• Task
Each line in the entries below that holds the string "want" must be copied.

Saved entries:
====

PR #4761, opened 2021-01-20
Exams: set number of attempts to 1

### LINKED ISSUE #4646: Exams: Purchase only buys one exam attempt
Currently, each order entitles the learner to two exam attempts. In order to ease the transition to edX exams, and to cut costs, we want to change this to one attempt. 

#### Designs and Mockups

We need to review the dashboard text to see where, if anywhere, the number of attempts is explicitly exposed. 

#### Acceptance Criteria:

- [ ] After date one (TBD), _new_ orders are good for only one purchase. The date should be configurable. 
- [ ] After date two (TBD but definitely in 2021), _all_ orders are good for only one purchase. I believe the number of attempts is already configurable.

annagav:
Fix #4646

#### What's this PR do?
Limit learners to one exam attempt for one payment

There are two dates to set up on the program itself `exam_attempts_first_date` and `exam_attempts_second_date`. First date is one after which all users who pay for the course after that date get 1 attempt.
one attempt.  The second date is for switching completely to 1 attempt for everybody independently of the payment date.

Set up a user with a past paid course and a proctored exam grade. Set up a new exam run that is current. The dashboard should ask the user to pay again.
If now is in between the two dates `exam_attempts_first_date` and `exam_attempts_second_date`, the learner gets 2 attempts for payment before the first date and 1 attempts after the first date. 
If now is after the `exam_attempts_second_date` then all users get 1 attempt for any payment.


pdpinch:
@annagav As far as I can tell, this would affect _all_ purchases, and not just new ones. I see how this would address the 2nd acceptance criteria on the issue, but not the first. 

Also, are there any user messages in the UI that mentions the number of attempts?

annagav:
@pdpinch I didn't find any messages about the number of attempts in the dashboard. 

The dates can be set on the program itself. Also, I made an assumption that we would give two attempts to a user if their first payment was before the first date, (even if they other payment after the first date).

dashboard/api.py
```diff
@@ -29,7 +29,8 @@
 from profiles.api import get_social_auth
 
 # maximum number of exam attempts per payment
-ATTEMPTS_PER_PAID_RUN = 2
+ATTEMPTS_PER_PAID_RUN_OLD = 2
```
pdpinch, line 32: We might want to leave a comment here to explain what this constant is for. Also, we'll be able to remove it at some point, right?

pdpinch:
Thanks for checking the text. 

> Also, I made an assumption that we would give two attempts to a user if their first payment was before the first date, (even if they other payment after the first date).

I don't think it makes a big difference, but it would be more accurate to give the user two attempts (`ATTEMPTS_PER_PAID_RUN_OLD`) per payment before the first date and one attempt payment (`ATTEMPTS_PER_PAID_RUN`) after the first date. 

Is that too complex?

dashboard/api.py
```diff
@@ -29,7 +29,8 @@
 from profiles.api import get_social_auth
 
 # maximum number of exam attempts per payment
-ATTEMPTS_PER_PAID_RUN = 2
+ATTEMPTS_PER_PAID_RUN_OLD = 2  # the number of attempts the user gets for payment before the first date
```
noisecapella, line 32: Is it possible to rename this? What makes it different from `ATTEMPTS_PER_PAID_RUN`?

dashboard/api.py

====

• Answer to this exercise
Currently, each order entitles the learner to two exam attempts. In order to ease the transition to edX exams, and to cut costs, we want to change this to one attempt. 
pdpinch, line 32: We might want to leave a comment here to explain what this constant is for. Also, we'll be able to remove it at some point, right?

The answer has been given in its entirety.